AWK birds

AWK crashcourse

AWK language course aims to explain AWK in 15 minutes to let you find awesome tool friend despite it’s given name. The correct pronunciation is [auk] after smaller seabirds Parakeet auklets.

General language description

AWK language (is):

(mainly) text processing language
available on most UNIX-like systems by default, on Windows there is either native binary or cygwin one
syntax is influenced by c and shell programming languages
programs from single line to multiple library files
several implementations available, notably gawk and mawk
solves generaly same problems as similar text-processing tools sed, grep, wc, tr, cut, printf, tail, head, cat, tac, bc, column, …

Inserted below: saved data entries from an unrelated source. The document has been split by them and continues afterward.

Issue #22, opened 2020-09-16
Error on invalid hex escape sequences: "hello\x1qworld"


strager:
String literals can contain hexadecimal escape sequences (starting with `\x`). If the escape sequence is invalid, quick-lint-js should report an error. Teach quick-lint-js about such errors in lex.cpp, error.h, and test-lex.cpp.

AngelJA:
Started a WIP PR: #156 

Just started probing though.  Hoping for some feedback on stream.

PR #156, opened 2021-02-03
Error on invalid hex escape sequences #22

AngelJA:
Resolves: #22

- add new error: type error_invalid_hex_escape_sequence
- span returned by the error always points to the escape prefix `\x`


src/lex.cpp
```diff
@@ -606,6 +606,10 @@ const char8* lexer::parse_string_literal() noexcept {
           ++c;
           break;
         }
+      case 'x':
+        // TODO (angel): do stuff here to identify invalid hex escape sequences?
+        // use parse_hexadecimal_number?
```
AngelJA, line 611: looked at parse_hexadecimal_number more closely and this doesn't seem likely, just wanted to avoid writing redundant code

strager (changes requested):
Discussed in person. Your test looks very wrong. The implementation looks like a good starting point.

AngelJA:
I think I've fixed my test. I lengthened it a bit to include a valid and some invalid hex escapes. I left a todo to add more tests. I'm not great at test writing, so I'll spend some time studying yours to make sure I have good coverage.

Also added a simple implementation.

I've written this to output something like node would when trying to execute, "invalid hex escape sequence". But I've noticed other linters points to a single character with something like "expected hexadecimal digit". Preference?

test/test-lex.cpp
```diff
@@ -649,10 +649,29 @@ TEST_F(test_lex, lex_strings) {
                                 offsets_matcher(input, 0, 14))));
       });
 
-  // TODO(strager): Report invalid hex escape sequences. For example:
```
strager, line 652: Also include a positive test case (around line 550).

src/lex.cpp
```diff
@@ -606,6 +606,16 @@ const char8* lexer::parse_string_literal() noexcept {
           ++c;
           break;
         }
+      case 'x':
+        for (int i = 0; i < 2; ++i) {
+          ++c;
+          if (!is_hex_digit(*c)) {
+            this->error_reporter_->report(error_invalid_hex_escape_sequence{
+                source_code_span(c-2-i, c+1)});
```
strager, line 614: Instead of computing `c-2-i`, store the start of the escape sequence in a variable outside the loop (e.g. after line 609).

test/test-lex.cpp
```diff
@@ -649,10 +649,29 @@ TEST_F(test_lex, lex_strings) {
...
-  //
-  // "hello\x1qworld"
-  // '\x'
+  // TODO (angel): add more tests
```
strager, line 652: Some edge cases I thought of:
```javascript
"\x
```
```javascript
"\x1
```
```javascript
"\x"
```
```javascript
"\x\xyz"
```

src/lex.cpp
AngelJA: done, it made sense to me to place it slightly further up, let me know if that's no good

test/test-lex.cpp
AngelJA: Added two strings with hex escapes and no errors, not sure if you had something else in mind.

test/test-lex.cpp
AngelJA: Added all these test cases.

AngelJA:
Made the changes mentioned  and left some comments.

For reference this test file: 
```javascript
let a = '\x;
let b = '\x1;
let c = '\x';
let d = '\x\xyz';
```
outputs this
```bash
test.js:1:10: error: invalid hex escape sequence: \x; [E060]
test.js:1:9: error: unclosed string literal [E040]
test.js:2:10: error: unexpected '\' in identifier [E043]
test.js:2:10: error: missing semicolon after expression [E027]
test.js:2:10: error: unexpected '\' in identifier [E043]
test.js:3:10: error: invalid hex escape sequence: \x' [E060]
test.js:4:10: error: invalid hex escape sequence: \x\ [E060]
test.js:4:12: error: invalid hex escape sequence: \xy [E060]
test.js:2:10: warning: use of undeclared variable: \x1 [E057]
```

test/test-lex.cpp
```diff
@@ -649,10 +651,77 @@ TEST_F(test_lex, lex_strings) {
...
+      });
+
+  this->check_tokens_with_errors(
+      u8"'\\x1", {token_type::string},
+      [](padded_string_view input, const auto& errors) {
+        EXPECT_THAT(errors,
+                    ElementsAre(
+                      ERROR_TYPE_FIELD(
+                        error_invalid_hex_escape_sequence, escape_sequence,
+                        offsets_matcher(input, 1, 5)),
```
strager, line 676: Blocking: 5 is out of bounds. The span should end at 4 instead.

Valid indexes are 0-3 (`'\x1`) and 4 (null terminator / end of file):
```
0: '
1: \
2: x
3: 1
4: (eof)
```

test/test-lex.cpp
```diff
@@ -649,10 +651,77 @@ TEST_F(test_lex, lex_strings) {
...
+                        offsets_matcher(input, 0, 3))
+                    )
+        );
+      });
+
+  this->check_tokens_with_errors(
+      u8"'\\x1", {token_type::string},
+      [](padded_string_view input, const auto& errors) {
+        EXPECT_THAT(errors,
+                    ElementsAre(
```
strager, line 673: Almost-blocking: The order of errors shouldn't matter. Use `UnorderedElementsAre` instead.

test/test-lex.cpp
```diff
@@ -649,10 +651,77 @@ TEST_F(test_lex, lex_strings) {
...
+      });
+
+  this->check_tokens_with_errors(
+      u8"'\\x'", {token_type::string},
+      [](padded_string_view input, const auto& errors) {
+        EXPECT_THAT(errors,
+                    ElementsAre(
+                      ERROR_TYPE_FIELD(
+                        error_invalid_hex_escape_sequence, escape_sequence,
+                        offsets_matcher(input, 1, 4))
```
strager, line 691: Minor: I'd expect the error squiggly to be on `\x` ([1-3)), not on `\x'` ([1-4)).

test/test-lex.cpp
```diff
@@ -649,10 +651,77 @@ TEST_F(test_lex, lex_strings) {
...
+      u8"'\\x\\xyz'", {token_type::string},
+      [](padded_string_view input, const auto& errors) {
+        EXPECT_THAT(errors,
+                    ElementsAre(
+                      ERROR_TYPE_FIELD(
+                        error_invalid_hex_escape_sequence, escape_sequence,
+                        offsets_matcher(input, 1, 4)),
+                      ERROR_TYPE_FIELD(
+                        error_invalid_hex_escape_sequence, escape_sequence,
+                        offsets_matcher(input, 3, 6))
```
strager, line 706: Hmm, these errors overlap. Is that a good idea? Not sure.

strager (approved):
Overall, looks good to me. Clean up the PR description and I'll merge it.

test/test-lex.cpp
AngelJA: Updated the tests where this applies.

test/test-lex.cpp
AngelJA: Updated to match this description. This also solves the out of bounds and overlap issues.

test/test-lex.cpp
AngelJA: This was resolved when the output was changed to only include `\x`.

test/test-lex.cpp
AngelJA: Some overlapping may be tough to avoid. For example, should invalid hex escape sequence also be raised inside an unclosed string?

Anyway, this error should never overlap anymore since it's been changed to always output `\x`.

AngelJA:
The changes mentioned in the last review have all been made. Just lmk if you want me to also implement more specific errors, like incomplete hex escape, in addition to invalid hex escape.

AWK language use-cases are:

computing int / floating point math formulas (based on input)
general text-processing
- cutting pieces from input text stream
- reformatting input text stream
(shell) meta-programming generator

AWK language capabilities:

text-processing functions
regular expression support
math functions
dynamic typing, support for
- integer / long
- floats
- associative arrays (including multi-dimensional array support)
external execution support

Processing workflow aka `main()`

Every AWK execution consist of folowing three phases:

[1] BEGIN{ ... } are actions performed at the beginning before first text character is read
- multiple blocks allowed (normally single)
[2] [condition]{ ... } are actions performed on every AWK record (default text line)
- every AWK record is automatically split into AWK fields (by default words)
- multiple blocks allowed
[3] END{ ... } are actions performed at the end of the execution after last text character is read
- multiple blocks allowed (normally single)

AWK process flow

warm-up basic example

$ echo -e "AWK is still useful\ntext-processing  technology!" | \
>   awk 'BEGIN{wcnt=0;print "lineno/#words/3rd-word:individual words\n"}
>             {printf("% 6d/% 6d/% 8s:%s\n",NR,NF,$3,$0);wcnt+=NF}
>          END{print "\nSummary:", NR, "lines/records,", wcnt, "words/fields"}'
lineno/#words/3rd-word:individual words
     1/     4/   still:AWK is still useful
     2/     2/        :text-processing  technology!
Summary:2 lines/records, 6 words/fields

Command-line basics

Passing text data to AWK:
- from pipe: cat input-data.txt | awk <app>
- from file[s] read by awk itself: awk <app> input-data.txt
AWK application execution styles (-f):
- on command-line awk '{ ... }' input-data.txt
- in separate files awk -f myapp.awk input-data.txt
specifying an AWK variable on command-line -v var=val
specifying AWK field separator FS variable or -F <FS> switch

Global variables

Global variables are documented here, most common ones are:

$0 value of current AWK record (whole line without line-break)
- $1, $2, … $NF values of first, second, … last AWK field (word)
FS Specifies the input AWK field separator, i.e. how AWK breaks input record into fields (default: a whitespace).
RS Specifies the input AWK record separator, i.e. how AWK breaks input stream into records (default: an universal line break).
OFS Specifies the output separator, i.e. how AWK print parsed fields to the output stream using print() (default: single space).
ORS Specifies the output separator, i.e. how AWK print parsed records to the output stream using print() (default: line break)
FILENAME contains the name of the input file read by awk (read only global variable)

Buildin functions

AWK functions are documented, the most important ones are:

print, printf() and sprintf()
- printing functions
length()
- length of an string argument
substr()
- splitting string to a substring
split()
- split string into an array of strings
index()
- find position of an substring in a string
sub() and gsub()
- (regexp) search and replace (once respectivelly globally)
~ operator and match()
- regexp search
tolower() and toupper()
- convert text to lowercase resp. uppercase

Learn by examples

Best practices

Portability

Prefer general awk before an specific AWK implementation:

use general awk for portable programs
otherwise use the particular implementation e.g. gawk

AWK programs extension and readability

General rule of thumb is to create AWK program as a *.awk file if equivalent one-liner is not well readable.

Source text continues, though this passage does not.